Currently, it is slow because caching is not supported multi-GPU (caching is run on one GPU). Specifying --highvram and increasing --vae_batch_size according to the VRAM (for example, from about 4) may improve the speed.

@kohya-ss Thank you for your reply. After specifying --highvram and increasing --vae_batch_size according to the VRAM, the cache latent speed has indeed improved, but it still takes a long time. When the training data is particularly large, the waiting time is unbearable. It seems that multi-GPU is the best solution for now. When will caching support multi-GPU operation?

huxian0402 commented 1 month ago

I don't think there has been a report like this before. If you restart it, caching may start from where it left off.

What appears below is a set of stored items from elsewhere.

PR #2617, opened 2018-01-02
Make warning message more accurate when adding invalid secret/configMap

jhadvig:
This fix is based from https://bugzilla.redhat.com/show_bug.cgi?id=1529467 where we suggested that best fix would be just warn user that the envVar is invalid.
@jwforres @spadgett PTAL

### DIFF
--- a/app/views/directives/add-config-to-application.html
+++ b/app/views/directives/add-config-to-application.html
@@ -39,7 +39,7 @@
           <div class="has-warning" ng-if="ctrl.hasInvalidEnvVars">
             <div class="help-block">
               <span class="pf-icon pficon-warning-triangle-o" aria-hidden="true"></span>
-              Some of the keys for {{ctrl.apiObject.kind | humanizeKind}} <strong>{{ctrl.apiObject.metadata.name}}</strong> are not valid environment variable names and will not be added.
+              {{ctrl.apiObject.kind | humanizeKind | upperFirst}} <strong>{{ctrl.apiObject.metadata.name}}</strong> contains keys that are not valid environment variable names. Only {{ctrl.apiObject.kind | humanizeKind}} keys with valid names will be added as environment variables.
             </div>
           </div>
           <div class="form-group">
--- a/app/views/directives/edit-environment-from.html
+++ b/app/views/directives/edit-environment-from.html
@@ -62,7 +62,8 @@
             </ui-select>
           </div>
           <div class="has-warning" ng-if="$ctrl.hasInvalidEnvVar(entry.selectedEnvFrom.data)">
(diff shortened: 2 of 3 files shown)


app/views/directives/add-config-to-application.html
```diff
@@ -39,7 +39,7 @@ <h3>Add to Application</h3>
           <div class="has-warning" ng-if="ctrl.hasInvalidEnvVars">
             <div class="help-block">
               <span class="pf-icon pficon-warning-triangle-o" aria-hidden="true"></span>
-              Some of the keys for {{ctrl.apiObject.kind | humanizeKind}} <strong>{{ctrl.apiObject.metadata.name}}</strong> are not valid environment variable names and will not be added.
+              Some of the keys for {{ctrl.apiObject.kind | humanizeKind}} <strong>{{ctrl.apiObject.metadata.name}}</strong> are not valid environment variable names.
```
spadgett: The message was saying just the invalid keys won't be added, not that the secret won't be added. But maybe the wording was confusing.

I think we still need to tell the user what will happen. How about...?

```html
Some of the keys for {{ctrl.apiObject.kind | humanizeKind}} <strong>{{ctrl.apiObject.metadata.name}}</strong> are not valid environment variable names.
Only {{ctrl.apiObject.kind | humanizeKind}} keys with valid names will be added as environment variables.
```

cc @jwforres

jhadvig: that sounds good to me :+1:

jwforres: So I like @spadget's message better generally than what is there.  My point in the bug is that we say "Some" even when its really "All"

jwforres: If we say

```
{{ctrl.apiObject.kind | humanizeKind}} <strong>{{ctrl.apiObject.metadata.name}}</strong> contains keys that are not valid environment variable names.
Only {{ctrl.apiObject.kind | humanizeKind}} keys with valid names will be added as environment variables.
```

then one message works generally

jwforres: will need to update that first humanized string so the first letter is capitalized, i.e. "Config map"

spadgett: That message is better 👍 

 Will need `upperFirst` to capitalize the first word in the sentence.

```html
{{ctrl.apiObject.kind | humanizeKind | upperFirst}} <strong>{{ctrl.apiObject.metadata.name}}</strong> ...
```

jwforres: IIRC the capitalize option on humanizeKind filter capitalizes both words?  if so then you can just wrap this humanizeKind filter call in parens and pass it to _.capitalize

spadgett: @jwforres We were making the same comment at the same time :)

I think `upperFirst` filter should do what we want.

PR #2621, opened 2018-01-02
Fix incorrect apiGroup for roles causing dupes on membership page

### LINKED ISSUE #2619: We have a second "admin" role appearing in the roles list
This is new.  Not sure why I can see two 'admin' roles.

screen shot 2018-01-02 at 1 24 18 pm

@enj anything change with roles recently to cause a second admin?

benjaminapetersen:
Fixes #2619 

I'm surprised the page worked & the bug was this subtle with this error. 

@jwforres @spadgett

### DIFF
--- a/app/scripts/services/membership/roles.js
+++ b/app/scripts/services/membership/roles.js
@@ -7,15 +7,15 @@ angular
     APIService,
     DataService) {
 
-    var roleBindingsVersion = APIService.getPreferredVersion('rolebindings');
-    var clusterRoleBindingsVersion = APIService.getPreferredVersion('clusterroles');
+    var rolesVersion = APIService.getPreferredVersion('roles');
+    var clusterRolesVersion = APIService.getPreferredVersion('clusterroles');
 
     var listAllRoles = function(context) {
       return $q.all([
         DataService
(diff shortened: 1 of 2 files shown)


app/scripts/services/membership/roles.js
```diff
@@ -7,15 +7,15 @@ angular
     APIService,
     DataService) {
 
-    var roleBindingsVersion = APIService.getPreferredVersion('rolebindings');
-    var clusterRoleBindingsVersion = APIService.getPreferredVersion('clusterroles');
+    var rolesVersion = APIService.getPreferredVersion('roles');
```
benjaminapetersen: The only change is the top one, I just renamed the rest of the variables as they were not clear (prob led to this sliding by).

enj:
How did this ever work?

spadgett:
cluster roles were correct at least

benjaminapetersen:
@enj I know right?!  Far as I can tell, the roles list on this page is really only needed for the string names to populate the dropdown & happen to match up well enough to fool a human (me).  Since the underlying objects have such similar structure, no code broke.  It took a quirk to notice that things weren't quite right.

PR #2622, opened 2018-01-02
Check if user can add to existing project during create from url

rhamilto:
Fixes https://bugzilla.redhat.com/show_bug.cgi?id=1530162

If user cannot add to project, add error message on select of project
screen shot 2018-01-02 at 3 50 08 pm

### DIFF
--- a/app/views/create-from-url.html
+++ b/app/views/create-from-url.html
@@ -15,24 +15,9 @@
               </div>
               <div ng-if="!noProjects && !canCreateProject">
                 <h2>Choose a Project</h2>
-                <ui-select ng-model="selected.project">
-                  <ui-select-match placeholder="Project name">
-                    {{$select.selected | displayName}}
-                  </ui-select-match>
-                  <ui-select-choices repeat="project in projects | searchProjects : $select.search">
-                    <span ng-bind-html="project | displayName | highlightKeywords : $select.search"></span>
-                    <span ng-if="project | displayName : true" class="small text-muted">
-                      &ndash;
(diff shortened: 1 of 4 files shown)


app/views/create-from-url.html
```diff
@@ -15,24 +15,9 @@ <h2>Create a New Project</h2>
...
-                    </span>
-                  </ui-select-choices>
-                </ui-select>
-              </div>
-              <div ng-if="!noProjects && canCreateProject">
-                <uib-tabset>
-                  <uib-tab>
-                    <uib-tab-heading>Choose Existing Project</uib-tab-heading>
-                    <ui-select ng-model="selected.project">
+                <ng-form name="forms.selectProjectForm">
```
spadgett: Use `<form>` here instead of `<ng-form>` if it's not already nested in another form element.

app/views/create-from-url.html
```diff
@@ -44,15 +29,57 @@ <h2>Choose a Project</h2>
...
+                      <a class="btn btn-default" href="#" back>Cancel</a>
                     </div>
+                  </div>
+                </ng-form>
+              </div>
+              <div ng-if="!noProjects && canCreateProject">
+                <uib-tabset>
+                  <uib-tab>
+                    <uib-tab-heading>Choose Existing Project</uib-tab-heading>
+                    <ng-form name="forms.selectProjectForm">
```
spadgett: `<form>`

rhamilto:
@spadgett's comments addressed.

PR #2629, opened 2018-01-04
[DO NOT MERGE] Remove CRO handling from console

spadgett:
@jwforres @smarterclayton This needs more testing, but it's about how much code we could remove if we got rid of cluster resource override handling in the console.

/hold


jwforres:
fyi @pweil-

PR #2630, opened 2018-01-04
[WIP] Fix bug 1529045: editing buildConfig env vars always displays banner

benjaminapetersen:
RE: [this bug](https://bugzilla.redhat.com/show_bug.cgi?id=1529045)

Initial fix is the `$setPristine()` in the `BuildConfig` controller.  I was thinking this might be all we need, if the save is successful, clear the latest version of the form & trust the watch will update the variables.

However, @spadgett pointed me at [this code](https://github.com/spadgett/origin-web-console/blob/c44c43e51863cd120d1b6af6e216f22ba46168ab/app/scripts/directives/editEnvironmentVariables.js#L43-L69) from `editEnvironmentVariables.js`.  Handling a merge of updates like we do elsewhere would be ideal.

So, in attempting to use the `component`, I had to do a couple hacks.  Pausing here to gather feedback and see if we want to continue down this direction.

- I had to edit `EnvironmentService.getContainers` to return the `buildStrategy` for a `buildConfig` to get at the envs.  Will have to do some work here to update this fn since this is not container data.
- Now the component appears, but 
    - it shows a container name 
    - it shows an `environmentFrom` editor. 

Here is a screenshot of the current state of hackery.  Is it worth it/the correct fix to continue & try to get this component functional for this use case?

screen shot 2018-01-04 at 5 19 25 pm

@jwforres @spadgett

### DIFF
--- a/app/scripts/services/images.js
+++ b/app/scripts/services/images.js
@@ -1,7 +1,13 @@
 'use strict';
 
 angular.module("openshiftConsole")
-  .factory("ImagesService", function($filter, ApplicationGenerator, DataService) {
+  .factory("ImagesService", function(
+    $filter,
+    APIService,
+    ApplicationGenerator,
+    DataService) {
+
+    var imageStreamImportsVersion = APIService.getPreferredVersion('imagestreamimports');
 
     // maps an env object: { key: 'val', key2: 'val2'}
     // to an array: [{},{},{}]
@@ -33,7 +39,7 @@ angular.module("openshiftConsole")
         status: {}
       };
 
-      return DataService.create('imagestreamimports',
+      return DataService.create(imageStreamImportsVersion,
                                 null,
                                 importImage,
                                 projectContext).then(function(response) {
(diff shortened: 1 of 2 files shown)


app/scripts/services/environment.js
```diff
@@ -8,6 +8,11 @@ angular.module("openshiftConsole")
       if (apiObject.kind === 'Pod') {
         return _.get(apiObject, 'spec.containers', []);
       }
+      // TODO: this isn't actually containers....
```
benjaminapetersen: So this just gets the component to display.  However, its incorrect.

If this component is the way to go, I'd prob go back up into the `editEnvironmentVariables` component & test for `BuildConfig`, then alter the display/template.  Looking into this now.

benjaminapetersen:
`$setPristine()` was already set in the `saveEnvVars()` fn.  Removing it + the hacks to `edit-environment-variables` results in an empty PR, so this was automatically closed.  Investigating alternatives...

benjaminapetersen:
Working out the details of this bug.  

1.  Adding & moving while kicking off new builds:



2.  Complains when there is partial text in a text box when you start a build:

PR #2637, opened 2018-01-08
Whitelist service catalog resources for templates

spadgett:
Don't warn when users instantiate a template with service instances or
service bindings.

/kind bug
/assign @jwforres


spadgett:
@jwforres bump :)

PR #155, opened 2019-04-03
Add support for websockets

sandlis:
To support websockets with reverse proxy, response writer needs to satisfy `http.Hijacker` interface.
Added this method to `TracingResponseWriter` which in turn calls underlying Hijack method implemented by `macaron.ResponseWriter`

This is needed to support live tailing of logs from loki

### DIFF
--- a/api/middleware.go
+++ b/api/middleware.go
@@ -1,10 +1,12 @@
 package api
 
 import (
+	"bufio"
 	"bytes"
 	"errors"
 	"fmt"
 	"io/ioutil"
+	"net"
 	"net/http"
 	"path"
 	"strconv"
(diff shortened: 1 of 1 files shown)


Dieterbe:
lgtm though i'm not very familiar with this, so i recommend another person to look as well

sandlis:
> lgtm though i'm not very familiar with this, so i recommend another person to look as well

Thanks @Dieterbe for having a look!
Tom has also tagged Jacob to have a look at this.

sandlis:
@jtlisi Yes, I have tested it locally. Works fine.

tomwilkie:
A unit test for this would be good, we'll break it in the future if we're not careful.

PR #158, opened 2019-04-10
Unit tests for websockets

sandlis:
Adding tests for websockets which would help make sure any newly added middlewares pass these test

### DIFF
--- a/api/api_test.go
+++ b/api/api_test.go
@@ -8,7 +8,6 @@ import (
 	"net/http/httptest"
 	"net/http/httputil"
 	"net/url"
-	"strconv"
 	"strings"
 	"testing"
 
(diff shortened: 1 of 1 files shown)


api/api_test.go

Currently, it is slow because caching is not supported multi-GPU (caching is run on one GPU). Specifying --highvram and increasing --vae_batch_size according to the VRAM (for example, from about 4) may improve the speed.

@kohya-ss I've tried many times and confirmed that the NCCL node timeout and poolFD failed error are caused by the slow cache speed. It seems that when the training data is large and multi-GPU training is initiated, the cache processing nested within the training process is not very efficient. Would it be better to separate the caching of Flux's text encoder output and VAE latent into a standalone data preprocessing script, and run it once before training to ensure that the cache is completed?

kohya-ss commented 1 month ago

Would it be better to separate the caching of Flux's text encoder output and VAE latent into a standalone data preprocessing script, and run it once before training to ensure that the cache is completed?

I think you're right. There are scripts called cache_latents.py and cache_text_encoder_outputs.py in the repository, but they are not compatible with FLUX.1 yet.